* **The data**:

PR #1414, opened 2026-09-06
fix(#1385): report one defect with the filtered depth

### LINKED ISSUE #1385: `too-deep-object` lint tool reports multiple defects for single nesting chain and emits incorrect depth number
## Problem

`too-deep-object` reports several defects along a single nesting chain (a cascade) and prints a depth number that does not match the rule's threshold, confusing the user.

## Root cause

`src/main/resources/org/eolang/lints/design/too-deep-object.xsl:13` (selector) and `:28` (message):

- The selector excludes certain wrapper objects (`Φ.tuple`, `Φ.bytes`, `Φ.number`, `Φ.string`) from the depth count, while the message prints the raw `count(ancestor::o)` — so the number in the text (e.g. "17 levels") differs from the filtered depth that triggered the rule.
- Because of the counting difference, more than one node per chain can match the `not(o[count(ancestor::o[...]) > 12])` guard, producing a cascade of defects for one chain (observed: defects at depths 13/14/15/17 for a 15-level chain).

* **Your goal**: Of the entries above, repeat exactly the lines between the line with "### LINKED ISSUE" and the line with "- The selector", inclusive, and no others.

* **Result for this task**:
### LINKED ISSUE #1385: `too-deep-object` lint tool reports multiple defects for single nesting chain and emits incorrect depth number
## Problem

`too-deep-object` reports several defects along a single nesting chain (a cascade) and prints a depth number that does not match the rule's threshold, confusing the user.

## Root cause

`src/main/resources/org/eolang/lints/design/too-deep-object.xsl:13` (selector) and `:28` (message):

- The selector excludes certain wrapper objects (`Φ.tuple`, `Φ.bytes`, `Φ.number`, `Φ.string`) from the depth count, while the message prints the raw `count(ancestor::o)` — so the number in the text (e.g. "17 levels") differs from the filtered depth that triggered the rule.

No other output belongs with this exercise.